I asked Google for more information and what its commitment is to the long-term independence of reCAPTCHA relative to its advertising business — just because the two aren’t bound together now doesn’t mean they couldn’t be in the future, after all.
“It will not be used for personalized advertising by Google.”
A Google representative says “reCAPTCHA may only be used to fight spam and abuse” and that “the reCAPTCHA API works by collecting hardware and software information, such as device and application data, and sending these data to Google for analysis. The information collected in connection with your use of the service will be used for improving reCAPTCHA and for general security purposes. It will not be used for personalized advertising by Google.”
That’s great, and hopefully Google maintains this commitment. The problem is that there’s no reason to believe it will. The introduction of a powerful tracking technology like this is a move that should come with public scrutiny because we’ve seen in the past how easily things can go sour. Facebook, for example, promised in 2014 that WhatsApp would remain independent, separate from its backend infrastructure but went back on that decision after just two years. When Google acquired Nest, it promised to keep it independent but recanted five years later, requiring owners to migrate to a Google account or lose functionality.
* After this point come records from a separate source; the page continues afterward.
PR #22644, opened 2025-03-10
Refactor(html5, akka): Make fit to width be persisted between presenters changes

### LINKED ISSUE #21873: Change of presenter resets scaling (zoom in / fit to width)
**Describe the bug**

**To Reproduce**
1. Join with two users One and Two
2. One is the presenter. Zooms in/sets fit to width
3. One makes Two to be the presenter

**Expected behavior**
No change in the zoom level or fit to width

**Actual behavior**
The scaling resets - see video.

**Screenshots**
[Screencast from 2024-12-10 04:30:17 PM.webm](https://github.com/user-attachments/assets/c30f911a-bb07-49f8-bc91-7f1e1b025d9e)

**BBB version:**
BigBlueButton 3.0.0-beta.6

Tainan404:
### What does this PR do?
This PR is a follow-up to #22490, addressing the issue with the 'Fit to Width' functionality. The bug causing 'Fit to Width' to reset occurred because the server did not store this state—it was a client-side only setting. When the client applied zoom with 'Fit to Width' enabled, switching the presenter caused the new presenter's client to be unaware of this setting, resulting in the values being reset to zero.

### Closes Issue(s)

Closes #21873

### How to test
- Join with to users (I'll name them one and two).
-  Get user One and put to fill half of the screen.
- Get User Two and maximize the window.
- Upload a vertical Presentation.
- In the one that is presenter apply fit to width.
- Change the Presenter.
- See results. 

### More
[Screencast from 10-03-2025 13:47:45.webm](https://github.com/user-attachments/assets/3de74f0d-852c-4604-ad22-7fce2da3805b)

### DIFF
--- a/akka-bbb-apps/src/main/scala/org/bigbluebutton/core/apps/presentationpod/SetPresentationFitToWidthCmdMsgHdlr.scala
+++ b/akka-bbb-apps/src/main/scala/org/bigbluebutton/core/apps/presentationpod/SetPresentationFitToWidthCmdMsgHdlr.scala
@@ -1,0 +1,31 @@
+package org.bigbluebutton.core.apps.presentationpod
+import org.bigbluebutton.common2.msgs.{ SetPresentationFitToWidthCmdMsg }
+import org.bigbluebutton.core.apps.{ PermissionCheck, RightsManagementTrait }
+import org.bigbluebutton.core.bus.MessageBus
+import org.bigbluebutton.core.db.PresPageDAO
+import org.bigbluebutton.core.domain.MeetingState2x
+import org.bigbluebutton.core.running.LiveMeeting
+
+trait SetPresentationFitToWidthCmdMsgHdlr extends RightsManagementTrait {
+  this: PresentationPodHdlrs =>
+  def handle(
+      msg: SetPresentationFitToWidthCmdMsg, state: MeetingState2x,
+      liveMeeting: LiveMeeting, bus: MessageBus
+  ): MeetingState2x = {
+    if (liveMeeting.props.meetingProp.disabledFeatures.contains("infiniteWhiteboard")) {
+      val meetingId = liveMeeting.props.meetingProp.intId
+      val reason = "Infinite whiteboard is disabled for this meeting."
+      PermissionCheck.ejectUserForFailedPermission(meetingId, msg.header.userId, reason, bus.outGW, liveMeeting)
+    } else if (permissionFailed(PermissionCheck.GUEST_LEVEL, PermissionCheck.PRESENTER_LEVEL, liveMeeting.users2x, msg.header.userId)) {
+      val meetingId = liveMeeting.props.meetingProp.intId
+      val reason = "No permission to set infinite whiteboard."
+      PermissionCheck.ejectUserForFailedPermission(meetingId, msg.header.userId, reason, bus.outGW, liveMeeting)
+    } else {
+      val pageId = msg.body.pageId
+      val fitToWidth = msg.body.fitToWidth;
+
+      PresPageDAO.updateFitToWidth(pageId, fitToWidth)
+    }
+    state
+  }
+}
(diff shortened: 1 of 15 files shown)


akka-bbb-apps/src/main/scala/org/bigbluebutton/core/apps/presentationpod/SetPresentationFitToWidthCmdMsgHdlr.scala
```diff
@@ -0,0 +1,31 @@
...
+import org.bigbluebutton.core.domain.MeetingState2x
+import org.bigbluebutton.core.running.LiveMeeting
+
+trait SetPresentationFitToWidthCmdMsgHdlr extends RightsManagementTrait {
+  this: PresentationPodHdlrs =>
+  def handle(
+      msg: SetPresentationFitToWidthCmdMsg, state: MeetingState2x,
+      liveMeeting: LiveMeeting, bus: MessageBus
+  ): MeetingState2x = {
+    if (liveMeeting.props.meetingProp.disabledFeatures.contains("infiniteWhiteboard")) {
```
gustavotrott, line 15: Why check `infiniteWhiteboard`?

bigbluebutton-html5/imports/ui/components/app/app-graphql/queries.ts
```diff
@@ -0,0 +1,14 @@
+import { gql } from '@apollo/client';
+
+export const GET_CURR_PRESS_PAGE_INFO = gql`
+  subscription MySubscription {
+    pres_page_curr {
+      fitToWidth
+      pageId
+    }
+  }
+`;
```
gustavotrott, line 10: Is it really necessary a new subscription dedicated for this prop?

Tainan404: > Reference

I sent a fix for it

gustavotrott:
Looks like the viewer zoom is not following the presenter zoom properly when I open the chat panel, in the video I show the problem with your PR and then I try in other server without your PR (from 0:37):


https://github.com/user-attachments/assets/21e9086a-08d8-47a2-a1a4-941245210207

gustavotrott:
Every time I change the page it sends two mutations setting `fitToWidth: false` for the previous page and `fitToWidth: true` for the new current page:
image

I don't see it as a good strategy, if `fitToWidth` is a prop of the `presentation` it should be part of the `pres_presentation` and not `pres_page`.

Tainan404:
> Every time I change the page it sends two mutations setting `fitToWidth: false` for the previous page and `fitToWidth: true` for the new current page: image
> 
> I don't see it as a good strategy, if `fitToWidth` is a prop of the `presentation` it should be part of the `pres_presentation` and not `pres_page`.

I think the fit to width should disable, when changing slides, like in infinite whiteboard, so this behavior was not intended, I'll fix it

gustavotrott:
Sometimes I come back to the previous page (page 1, that has fit-to-width applied) and the zoom of the viewer is wrong:

https://github.com/user-attachments/assets/a658523b-959e-468d-bd00-4e9d7fc3ac17

Tainan404:
> Sometimes I come back to the previous page (page 1, that has fit-to-width applied) and the zoom of the viewer is wrong:
> 
>  Screencast.from.2025-03-12.16-36-03.mp4

I think this bug isn't related with this PR, I was able to reproduce it switching between slides with different orientations on a bit busy setup (running a lot of proccess on parallel), looks like some race condition on zoom calculation.
[Screencast from 13-03-2025 10:04:38.webm](https://github.com/user-attachments/assets/db5e00d2-8e35-4bca-8e52-bdbb27d8dcad)

gustavotrott:
> > Sometimes I come back to the previous page (page 1, that has fit-to-width applied) and the zoom of the viewer is wrong:
> > Screencast.from.2025-03-12.16-36-03.mp4
> 
> I think this bug isn't related with this PR, I was able to reproduce it switching between slides with different orientations on a bit busy setup (running a lot of proccess on parallel), looks like some race condition on zoom calculation. [Screencast from 13-03-2025 10:04:38.webm](https://github.com/user-attachments/assets/db5e00d2-8e35-4bca-8e52-bdbb27d8dcad)

Alright, thanks for checking this out!

gustavotrott (approved):

antonbsa (approved):

PR #22652, opened 2025-03-11
fix (html5): Fix multiple markdown-related chat bugs

gustavotrott:
<table>
<tr>
<td>Before</td>
<td>After</td>
</tr>
<tr>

For the same reason Google is able to build reCAPTCHA in the first place — its vast resources and reach — we should be suspicious of where all this might lead us.
Unfortunately, as users, there’s little we can do. There’s no way to opt out of reCAPTCHA on a site you need to use, forcing you to either accept being tracked or stop using a given service altogether. If you don’t like those full-body scanners at airports, you can at least still opt out and get a manual pat-down. But if a site has reCAPTCHA, there’s no opting out at all.
If Google intends to build tools like this with the public good in mind rather than its bottom line, then the company must find better ways to reassure the world that it won’t change the rules when it’s convenient. If it were willing to open-source the project (as it has with many, many others), move it outside the company, or, at the very least, establish third-party oversight, perhaps we could start building that trust.